── Input data ──
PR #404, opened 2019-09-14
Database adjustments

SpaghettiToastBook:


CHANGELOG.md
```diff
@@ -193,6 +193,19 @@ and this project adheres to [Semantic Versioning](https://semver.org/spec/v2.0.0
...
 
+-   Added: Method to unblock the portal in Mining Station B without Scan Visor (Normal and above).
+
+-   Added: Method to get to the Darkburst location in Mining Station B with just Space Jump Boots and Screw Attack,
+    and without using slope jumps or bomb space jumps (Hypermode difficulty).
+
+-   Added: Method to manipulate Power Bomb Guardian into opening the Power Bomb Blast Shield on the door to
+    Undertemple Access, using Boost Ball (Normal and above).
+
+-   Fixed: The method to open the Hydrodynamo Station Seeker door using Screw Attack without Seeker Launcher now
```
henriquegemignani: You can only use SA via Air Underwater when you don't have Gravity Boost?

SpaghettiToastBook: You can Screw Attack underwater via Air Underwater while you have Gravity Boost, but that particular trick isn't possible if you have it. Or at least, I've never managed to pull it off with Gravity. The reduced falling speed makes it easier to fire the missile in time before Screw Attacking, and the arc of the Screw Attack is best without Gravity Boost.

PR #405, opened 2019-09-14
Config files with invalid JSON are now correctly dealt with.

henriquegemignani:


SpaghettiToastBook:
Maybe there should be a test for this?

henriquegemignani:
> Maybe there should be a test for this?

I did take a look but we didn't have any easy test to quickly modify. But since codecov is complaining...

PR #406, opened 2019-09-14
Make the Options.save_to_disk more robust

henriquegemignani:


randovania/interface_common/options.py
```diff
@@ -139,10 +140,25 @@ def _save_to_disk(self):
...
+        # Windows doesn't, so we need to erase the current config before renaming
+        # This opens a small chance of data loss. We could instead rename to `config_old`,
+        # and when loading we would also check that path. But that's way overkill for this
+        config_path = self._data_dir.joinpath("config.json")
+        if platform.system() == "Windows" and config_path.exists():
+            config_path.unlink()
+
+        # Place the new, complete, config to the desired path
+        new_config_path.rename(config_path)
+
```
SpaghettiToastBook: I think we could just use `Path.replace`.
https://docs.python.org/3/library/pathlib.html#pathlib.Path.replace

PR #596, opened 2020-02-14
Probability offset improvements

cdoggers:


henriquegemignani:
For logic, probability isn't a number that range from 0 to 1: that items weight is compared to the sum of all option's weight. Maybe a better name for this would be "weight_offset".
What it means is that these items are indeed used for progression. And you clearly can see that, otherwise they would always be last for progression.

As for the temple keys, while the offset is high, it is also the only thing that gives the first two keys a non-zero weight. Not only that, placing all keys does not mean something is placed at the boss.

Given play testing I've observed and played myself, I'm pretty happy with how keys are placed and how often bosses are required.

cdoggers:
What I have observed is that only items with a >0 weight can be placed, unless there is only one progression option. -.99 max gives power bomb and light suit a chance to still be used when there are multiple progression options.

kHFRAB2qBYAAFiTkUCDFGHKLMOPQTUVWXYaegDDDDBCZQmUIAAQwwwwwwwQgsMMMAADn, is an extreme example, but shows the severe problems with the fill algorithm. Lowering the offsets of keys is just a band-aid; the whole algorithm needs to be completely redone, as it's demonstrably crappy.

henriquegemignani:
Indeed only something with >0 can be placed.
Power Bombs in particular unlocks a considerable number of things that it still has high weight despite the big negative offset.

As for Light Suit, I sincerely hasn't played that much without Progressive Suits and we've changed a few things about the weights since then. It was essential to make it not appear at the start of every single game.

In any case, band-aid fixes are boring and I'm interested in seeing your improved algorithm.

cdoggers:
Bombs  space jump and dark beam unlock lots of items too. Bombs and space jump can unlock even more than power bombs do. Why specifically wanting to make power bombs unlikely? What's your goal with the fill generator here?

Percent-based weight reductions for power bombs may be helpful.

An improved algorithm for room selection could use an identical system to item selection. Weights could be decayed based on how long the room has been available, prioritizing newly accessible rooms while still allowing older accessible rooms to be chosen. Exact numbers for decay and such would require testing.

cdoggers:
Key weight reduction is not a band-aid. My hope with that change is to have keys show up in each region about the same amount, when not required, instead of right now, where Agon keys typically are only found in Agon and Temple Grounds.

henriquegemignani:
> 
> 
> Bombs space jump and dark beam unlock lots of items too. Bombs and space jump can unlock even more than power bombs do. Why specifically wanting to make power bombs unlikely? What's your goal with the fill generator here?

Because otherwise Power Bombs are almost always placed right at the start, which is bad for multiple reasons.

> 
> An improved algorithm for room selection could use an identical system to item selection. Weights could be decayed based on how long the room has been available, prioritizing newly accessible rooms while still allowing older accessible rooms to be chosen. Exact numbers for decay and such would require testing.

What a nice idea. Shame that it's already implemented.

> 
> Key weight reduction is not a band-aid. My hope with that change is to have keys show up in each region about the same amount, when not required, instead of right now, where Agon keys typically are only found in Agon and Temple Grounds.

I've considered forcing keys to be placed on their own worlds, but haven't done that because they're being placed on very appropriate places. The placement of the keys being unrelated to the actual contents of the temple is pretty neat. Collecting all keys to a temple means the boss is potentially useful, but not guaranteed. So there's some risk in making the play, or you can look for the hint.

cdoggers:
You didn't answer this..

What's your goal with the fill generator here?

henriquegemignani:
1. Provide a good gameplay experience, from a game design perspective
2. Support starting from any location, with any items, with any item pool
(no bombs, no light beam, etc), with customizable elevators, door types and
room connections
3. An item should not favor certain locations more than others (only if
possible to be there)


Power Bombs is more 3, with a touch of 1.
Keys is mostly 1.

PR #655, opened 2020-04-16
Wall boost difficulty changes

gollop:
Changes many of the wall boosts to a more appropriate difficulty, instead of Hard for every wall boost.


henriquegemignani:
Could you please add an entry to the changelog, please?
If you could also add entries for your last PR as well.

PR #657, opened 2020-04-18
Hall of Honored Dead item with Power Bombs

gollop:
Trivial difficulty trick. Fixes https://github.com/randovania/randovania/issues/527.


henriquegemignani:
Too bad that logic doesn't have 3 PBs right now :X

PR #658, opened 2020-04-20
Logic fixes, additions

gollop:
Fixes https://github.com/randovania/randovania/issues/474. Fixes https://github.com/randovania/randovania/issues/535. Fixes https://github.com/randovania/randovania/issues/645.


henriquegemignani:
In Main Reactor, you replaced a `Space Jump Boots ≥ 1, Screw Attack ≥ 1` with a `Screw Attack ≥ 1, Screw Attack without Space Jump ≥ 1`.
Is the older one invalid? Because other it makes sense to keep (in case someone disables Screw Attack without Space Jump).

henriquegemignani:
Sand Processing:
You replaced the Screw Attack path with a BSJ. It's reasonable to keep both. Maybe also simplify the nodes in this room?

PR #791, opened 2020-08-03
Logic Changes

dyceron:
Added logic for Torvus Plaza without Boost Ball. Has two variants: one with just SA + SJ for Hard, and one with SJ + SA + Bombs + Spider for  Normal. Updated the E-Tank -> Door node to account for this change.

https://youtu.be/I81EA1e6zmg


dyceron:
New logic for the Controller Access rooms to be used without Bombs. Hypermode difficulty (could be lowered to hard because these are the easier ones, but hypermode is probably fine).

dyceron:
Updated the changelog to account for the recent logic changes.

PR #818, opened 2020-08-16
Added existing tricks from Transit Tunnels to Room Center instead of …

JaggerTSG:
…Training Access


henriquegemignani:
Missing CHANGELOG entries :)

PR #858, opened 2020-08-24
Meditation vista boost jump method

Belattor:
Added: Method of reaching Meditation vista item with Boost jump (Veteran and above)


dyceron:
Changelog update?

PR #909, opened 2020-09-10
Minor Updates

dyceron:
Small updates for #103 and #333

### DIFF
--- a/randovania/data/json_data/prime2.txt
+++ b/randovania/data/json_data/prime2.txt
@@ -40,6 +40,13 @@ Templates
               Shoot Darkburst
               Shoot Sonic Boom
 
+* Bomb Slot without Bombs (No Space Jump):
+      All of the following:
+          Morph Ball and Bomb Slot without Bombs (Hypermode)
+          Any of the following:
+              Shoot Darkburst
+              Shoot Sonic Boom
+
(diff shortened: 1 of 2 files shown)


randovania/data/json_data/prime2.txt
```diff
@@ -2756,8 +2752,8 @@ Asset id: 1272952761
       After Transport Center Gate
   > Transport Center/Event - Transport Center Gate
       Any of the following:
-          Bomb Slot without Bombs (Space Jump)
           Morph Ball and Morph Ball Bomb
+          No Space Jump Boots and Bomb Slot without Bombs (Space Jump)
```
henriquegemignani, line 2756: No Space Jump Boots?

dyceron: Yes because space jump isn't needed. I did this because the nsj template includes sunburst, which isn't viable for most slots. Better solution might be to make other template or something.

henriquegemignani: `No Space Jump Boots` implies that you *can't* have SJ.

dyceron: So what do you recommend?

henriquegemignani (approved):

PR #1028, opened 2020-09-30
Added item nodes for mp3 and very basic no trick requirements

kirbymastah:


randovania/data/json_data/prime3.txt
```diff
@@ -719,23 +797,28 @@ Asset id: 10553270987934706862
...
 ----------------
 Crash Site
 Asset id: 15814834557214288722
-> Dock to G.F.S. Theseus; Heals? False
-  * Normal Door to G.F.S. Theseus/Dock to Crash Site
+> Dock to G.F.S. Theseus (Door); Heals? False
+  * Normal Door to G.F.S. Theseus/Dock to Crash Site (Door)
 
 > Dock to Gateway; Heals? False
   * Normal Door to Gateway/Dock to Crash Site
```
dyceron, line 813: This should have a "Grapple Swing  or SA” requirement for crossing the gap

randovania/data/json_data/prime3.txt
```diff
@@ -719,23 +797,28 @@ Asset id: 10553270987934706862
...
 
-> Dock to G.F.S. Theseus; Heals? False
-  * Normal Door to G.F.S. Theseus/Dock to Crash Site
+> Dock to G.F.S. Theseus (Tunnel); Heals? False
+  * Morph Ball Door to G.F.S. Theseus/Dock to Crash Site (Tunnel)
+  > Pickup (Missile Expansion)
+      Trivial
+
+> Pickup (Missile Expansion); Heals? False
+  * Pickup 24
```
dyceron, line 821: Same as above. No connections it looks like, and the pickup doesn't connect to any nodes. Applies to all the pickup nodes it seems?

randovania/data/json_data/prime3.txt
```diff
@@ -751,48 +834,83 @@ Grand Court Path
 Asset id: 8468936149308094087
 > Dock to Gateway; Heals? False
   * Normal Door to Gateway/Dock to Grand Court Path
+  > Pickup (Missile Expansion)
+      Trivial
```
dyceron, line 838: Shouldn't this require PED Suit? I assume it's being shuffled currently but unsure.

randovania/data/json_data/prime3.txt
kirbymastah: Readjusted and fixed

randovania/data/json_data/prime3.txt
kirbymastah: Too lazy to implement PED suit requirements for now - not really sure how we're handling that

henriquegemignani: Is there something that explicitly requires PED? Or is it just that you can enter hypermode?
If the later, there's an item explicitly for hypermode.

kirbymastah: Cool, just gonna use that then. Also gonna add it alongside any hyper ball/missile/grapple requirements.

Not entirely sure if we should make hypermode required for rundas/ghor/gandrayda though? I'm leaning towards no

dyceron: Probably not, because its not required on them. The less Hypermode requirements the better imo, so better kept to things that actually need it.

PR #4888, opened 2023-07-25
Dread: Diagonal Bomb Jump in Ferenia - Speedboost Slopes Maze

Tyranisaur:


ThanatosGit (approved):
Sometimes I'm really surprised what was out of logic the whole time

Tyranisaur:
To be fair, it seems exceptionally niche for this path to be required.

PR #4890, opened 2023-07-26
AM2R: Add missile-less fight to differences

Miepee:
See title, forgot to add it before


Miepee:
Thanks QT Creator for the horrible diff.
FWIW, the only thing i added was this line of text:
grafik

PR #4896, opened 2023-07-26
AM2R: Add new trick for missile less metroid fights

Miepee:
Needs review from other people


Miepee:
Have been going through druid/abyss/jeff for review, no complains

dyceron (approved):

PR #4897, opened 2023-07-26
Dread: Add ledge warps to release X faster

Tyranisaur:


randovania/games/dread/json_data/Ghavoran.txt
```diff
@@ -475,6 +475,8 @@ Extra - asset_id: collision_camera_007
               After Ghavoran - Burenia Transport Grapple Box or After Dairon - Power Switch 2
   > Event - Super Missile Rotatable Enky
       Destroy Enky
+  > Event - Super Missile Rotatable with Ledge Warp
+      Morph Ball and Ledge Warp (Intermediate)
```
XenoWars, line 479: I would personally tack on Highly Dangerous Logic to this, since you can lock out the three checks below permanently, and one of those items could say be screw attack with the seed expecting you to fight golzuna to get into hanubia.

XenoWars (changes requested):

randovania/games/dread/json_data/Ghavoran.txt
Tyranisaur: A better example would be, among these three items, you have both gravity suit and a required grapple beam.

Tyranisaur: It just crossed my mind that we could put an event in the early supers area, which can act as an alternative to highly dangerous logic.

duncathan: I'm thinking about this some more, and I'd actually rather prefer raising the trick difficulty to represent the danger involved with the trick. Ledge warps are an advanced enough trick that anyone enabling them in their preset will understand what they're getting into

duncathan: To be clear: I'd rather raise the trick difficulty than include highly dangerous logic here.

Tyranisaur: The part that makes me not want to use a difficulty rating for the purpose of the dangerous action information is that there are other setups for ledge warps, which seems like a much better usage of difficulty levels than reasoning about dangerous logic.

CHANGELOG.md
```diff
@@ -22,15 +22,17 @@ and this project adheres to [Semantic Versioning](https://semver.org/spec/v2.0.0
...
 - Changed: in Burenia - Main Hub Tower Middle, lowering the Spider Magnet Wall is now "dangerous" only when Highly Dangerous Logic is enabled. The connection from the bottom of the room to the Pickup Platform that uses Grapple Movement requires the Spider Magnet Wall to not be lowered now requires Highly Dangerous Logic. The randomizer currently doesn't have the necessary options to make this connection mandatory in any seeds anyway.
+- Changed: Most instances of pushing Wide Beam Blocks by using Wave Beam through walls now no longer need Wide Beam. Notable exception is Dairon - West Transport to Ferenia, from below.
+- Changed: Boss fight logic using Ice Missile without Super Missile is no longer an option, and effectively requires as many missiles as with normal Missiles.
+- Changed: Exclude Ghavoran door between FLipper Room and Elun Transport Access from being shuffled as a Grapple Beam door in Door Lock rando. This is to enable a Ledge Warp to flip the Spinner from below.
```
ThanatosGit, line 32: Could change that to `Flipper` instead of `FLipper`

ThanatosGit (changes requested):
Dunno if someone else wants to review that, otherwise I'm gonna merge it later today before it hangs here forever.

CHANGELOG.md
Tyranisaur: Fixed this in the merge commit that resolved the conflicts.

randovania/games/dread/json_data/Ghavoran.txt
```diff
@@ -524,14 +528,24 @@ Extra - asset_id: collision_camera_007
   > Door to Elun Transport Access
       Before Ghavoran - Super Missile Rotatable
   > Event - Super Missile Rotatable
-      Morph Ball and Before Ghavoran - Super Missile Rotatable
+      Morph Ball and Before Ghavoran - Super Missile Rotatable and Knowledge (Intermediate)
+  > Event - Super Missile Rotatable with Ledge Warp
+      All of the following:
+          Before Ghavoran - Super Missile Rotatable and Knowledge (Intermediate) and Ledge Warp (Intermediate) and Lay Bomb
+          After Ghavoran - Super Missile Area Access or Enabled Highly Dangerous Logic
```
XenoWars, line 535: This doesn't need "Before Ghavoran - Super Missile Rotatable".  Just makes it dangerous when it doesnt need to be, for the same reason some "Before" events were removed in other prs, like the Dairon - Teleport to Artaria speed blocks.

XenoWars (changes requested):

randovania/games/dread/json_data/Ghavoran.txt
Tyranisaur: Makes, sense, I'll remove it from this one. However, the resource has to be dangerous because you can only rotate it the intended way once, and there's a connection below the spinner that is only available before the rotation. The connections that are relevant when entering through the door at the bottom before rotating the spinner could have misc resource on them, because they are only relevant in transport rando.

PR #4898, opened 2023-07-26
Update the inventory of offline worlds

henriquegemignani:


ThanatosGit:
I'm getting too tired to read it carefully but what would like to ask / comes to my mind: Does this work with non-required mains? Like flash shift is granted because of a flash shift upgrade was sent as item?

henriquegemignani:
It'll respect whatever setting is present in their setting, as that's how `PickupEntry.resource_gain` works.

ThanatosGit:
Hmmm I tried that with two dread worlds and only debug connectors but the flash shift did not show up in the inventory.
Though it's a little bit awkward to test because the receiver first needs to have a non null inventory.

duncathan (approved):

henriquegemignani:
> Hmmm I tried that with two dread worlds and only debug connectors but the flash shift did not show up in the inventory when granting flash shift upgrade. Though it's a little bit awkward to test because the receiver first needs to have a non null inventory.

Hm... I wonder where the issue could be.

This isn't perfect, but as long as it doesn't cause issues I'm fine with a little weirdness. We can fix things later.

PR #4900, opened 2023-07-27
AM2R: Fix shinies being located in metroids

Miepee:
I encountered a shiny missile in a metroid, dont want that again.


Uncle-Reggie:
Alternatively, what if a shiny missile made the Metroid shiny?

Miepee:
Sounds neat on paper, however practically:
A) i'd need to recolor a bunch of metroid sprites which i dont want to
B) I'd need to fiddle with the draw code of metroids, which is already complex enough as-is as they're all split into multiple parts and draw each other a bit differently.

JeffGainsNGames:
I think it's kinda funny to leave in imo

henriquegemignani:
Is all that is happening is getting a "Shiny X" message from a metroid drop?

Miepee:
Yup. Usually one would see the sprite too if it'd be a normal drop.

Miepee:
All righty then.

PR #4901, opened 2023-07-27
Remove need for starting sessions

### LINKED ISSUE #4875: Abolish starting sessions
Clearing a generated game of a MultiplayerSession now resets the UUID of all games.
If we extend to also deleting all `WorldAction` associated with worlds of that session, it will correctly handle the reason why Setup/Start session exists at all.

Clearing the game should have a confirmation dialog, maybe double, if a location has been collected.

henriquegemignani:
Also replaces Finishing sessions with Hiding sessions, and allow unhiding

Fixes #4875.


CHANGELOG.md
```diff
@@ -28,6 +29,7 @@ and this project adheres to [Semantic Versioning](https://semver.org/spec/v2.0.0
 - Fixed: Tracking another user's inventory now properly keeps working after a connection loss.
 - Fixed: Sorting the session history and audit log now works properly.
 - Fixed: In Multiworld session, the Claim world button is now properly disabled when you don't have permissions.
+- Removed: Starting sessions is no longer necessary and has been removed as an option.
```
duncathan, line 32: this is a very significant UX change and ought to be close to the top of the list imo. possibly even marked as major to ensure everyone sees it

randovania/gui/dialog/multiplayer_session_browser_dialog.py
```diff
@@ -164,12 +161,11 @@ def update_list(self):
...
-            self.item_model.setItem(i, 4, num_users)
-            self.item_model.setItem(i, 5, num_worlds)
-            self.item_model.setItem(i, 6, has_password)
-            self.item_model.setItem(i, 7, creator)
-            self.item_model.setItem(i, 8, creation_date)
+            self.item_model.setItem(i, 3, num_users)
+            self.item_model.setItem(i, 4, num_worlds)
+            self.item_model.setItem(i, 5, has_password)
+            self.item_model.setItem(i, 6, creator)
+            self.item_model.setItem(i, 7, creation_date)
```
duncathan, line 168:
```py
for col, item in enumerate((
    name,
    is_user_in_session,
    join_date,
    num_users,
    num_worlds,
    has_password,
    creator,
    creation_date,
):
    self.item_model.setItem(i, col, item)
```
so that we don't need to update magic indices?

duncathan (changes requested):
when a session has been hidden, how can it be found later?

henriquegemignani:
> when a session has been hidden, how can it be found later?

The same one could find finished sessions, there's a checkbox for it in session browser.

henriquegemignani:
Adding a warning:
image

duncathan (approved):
───
- Exercise brief
Scanning the material above, work out how many lines contain the word "allowing" and reply with the number only.

- Answer section
2